2. Offenses – when you violate somebody else’s “rules.”

When Joseph was seventeen years old, he often tended his father’s flocks. He worked for his half-brothers, the sons of his father’s wives Bilhah and Zilpah. But Joseph reported to his father some of the bad things his brothers were doing (Genesis 37:2, NLT).

Every culture had a code – a set of written or unwritten “rules” to define what’s OK and what isn’t.  Some of those rules are visible; some you don’t discover until you bang into them. But there’s one rule in everybody’s culture from childhood:  you don’t tattle!

To be honest, a 17-year-old should have known better. To be fair, maybe his brothers were doing some really bad stuff.  Either way, fair or not, Joseph transgressed the code and eventually paid for it.

3. Alienation – being in a position where you are singled out.

Jacob loved Joseph more than any of his other children because Joseph had been born to him in his old age. So one day Jacob had a special gift made for Joseph—a beautiful robe. But his brothers hated Joseph because their father loved him more than the rest of them. They couldn’t say a kind word to him (Genesis 37:3-4).

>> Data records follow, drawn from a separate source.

PR #3111, opened 2024-02-06
Lf 3792 the sale will no longer be visible once the crop plan will be deleted completed or abandoned

navDhammu:
**Description**

This PR fixes the issue where revenue for a crop sale does not show the crop when the crop management plan for that crop is not active or planned. This can happen when the user deletes, abandons or completes a plan after generating a revenue.

Changes:
- Added a selector to select all management plans 
- Modified useSelector inside useCropSaleInputs to include management plans for crop(s) associated with that particular sale irrespective of their management plan status. 

Jira link: https://lite-farm.atlassian.net/browse/LF-3792

**Type of change**

**How Has This Been Tested?**

- [ ] Passes test case
- [ ] Other (please explain)

**Checklist:**

### DIFF
--- a/packages/webapp/src/containers/Finances/useCropSaleInputs.jsx
+++ b/packages/webapp/src/containers/Finances/useCropSaleInputs.jsx
@@ -28,8 +28,12 @@ import { STATUS } from '../../components/Forms/GeneralRevenue/constants';
 import { useTranslation } from 'react-i18next';
 import styles from '../../components/Forms/GeneralRevenue/styles.module.scss';
 import { useSelector } from 'react-redux';
-import { currentAndPlannedManagementPlansSelector } from '../managementPlanSlice';
 import { measurementSelector } from '../userFarmSlice';
+import {
+  allManagementPlansSelector,
+  currentAndPlannedManagementPlansSelector,
+} from '../managementPlanSlice';
+import { createSelector } from 'reselect';
 
 /**
  * Reformat the sale data for ease of use with react-hook-forms.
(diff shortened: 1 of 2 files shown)


antsgar:
@navDhammu thank you for working on a fix for this one too! The fix works great, the only issue I see is that since `useCropSaleInputs` is used both for viewing/editing an existing revenue but also creating one, this change will cause a crop that has no current plans to show up when creating a new revenue, which I think isn't intended behavior. I'm thinking we could probably send some parameter to the hook so that it knows whether to include crops from pre-existing sales or not. Alternatively, we could have `useSaleInputs` receive a parameter for the current sale (which would only be passed when editing/viewing) and extract the extra management plan needed from that specific sale.

navDhammu:
@antsgar Thank you reviewing this. As far as I understand this doesn't allow crops that don't have a management plan to show up when creating a revenue. I tested this by marking a crop plan as complete and deleted and checking if it shows up when creating a revenue. 

`useCropSaleInputs` already accepts a sale parameter which is what I used to filter the management plans:

```
const managementPlans = useSelector((state) =>
    selectManagementPlans(state, sale?.crop_variety_sale),
  );
```

When editing, the crops for existing sale would show up, along with crops that have current and planned plans. When adding, only the current and planned ones would show up. I think that's the desired behavior?

Duncan-Brain:
I think it looks correct to me adding the existing sale crop to the options, if none exists (new sale) none is added.

My only comment might be that it could be good to keep the creation of selectors in the slice.

navDhammu:
@Duncan-Brain We can put the selector in the slice but I just kept in the file because it was very specfic to the crop sale and not really reusable. Also I couldn't come up with a name that doesn't sound like a sentence - currentAndPlannedManagementPlansAndPlansWithCropSale?

Duncan-Brain (approved):

navDhammu:
@Duncan-Brain `managementPlanByCropIdSelector` uses managementPlanSelector which filters out deleted plans so it wouldn't work if the user were to delete a crop plan associated with a historical sale. And I think a crop sale can have more than one crop as part of that sale if I'm not wrong?

antsgar:
@navDhammu yup, that's the correct behavior! You're right, I was using a crop for testing that I thought no longer had active plans but it turns out that it did, sorry about that

antsgar (approved):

Joseph didn’t ask for this, but he didn’t seem to mind it either.  It feels good to be put on a pedestal – anybody’s pedestal. Just remember – human nature being what it is, the reason we separate people out and put them on pedestals is to give us a clearer shot!

4. Vision – when you dream of something that disrupts the status quo.

The rest of the book of Genesis is the unpacking of a series of dreams that Joseph had.  Each of them involved Joseph being in a position where his brothers and father bowed down to him.  And what did Joseph do?  He naively and glibly told his family all about it.

Uh oh.

Was Joseph accurate?  Yep.

Were his dreams from the Lord?  Uh huh.

But there’s something to be said for discretion.  After all, not all movers and shakers are received with open arms.  In fact, the world’s biggest change agents are without exception the world’s most hated people – starting with the President of the United States, regardless of his political affiliation.

Bottom line:  the higher your dreams take you, the thicker your skin needs to be.  Nobody ever rejected anybody for not rocking the boat.  But sometimes the boat still needs rocking.

5. Jealousy – when you have favor or blessing that others don’t have.

All this adds up to one primary thing.  Joseph was rejected because he had something his brothers wanted, but would never have – the favor of their father.  He no doubt also had personal qualities, including looks and intelligence, that won him favor throughout his life.

If you have ever been on the blunt end of somebody else’s jealousy, you’ll know it’s one of the most awkward feelings in human life. The temptation is to hide yourself – to try to be someone else or hide your gifts in order to earn the approval of jealous people.


I’ll explore more insights about rejection in the next post, but let me leave you with this:  If you spend your life trying to avoid the disapproval of others by denying who you are, you become the slave to someone else’s jealousy and manipulation.  Sure, there’s a wise and unwise way to reflect your gifts and favor.  But pretending you don’t have them is a sure ticket to mediocrity, frustration, and anyway-rejection.

Sometimes rejection is your fault. Often it isn’t.  But as long as you borrow oxygen from the planet, you will stumble into the snake somewhere.  And it will hurt.  But you will find in those ashes and that pain some building blocks to rise higher than you would have had others not rejected you.

Hey REE-JECT… the end of the story hasn’t been told about you yet.  Why don’t you agree to help write it?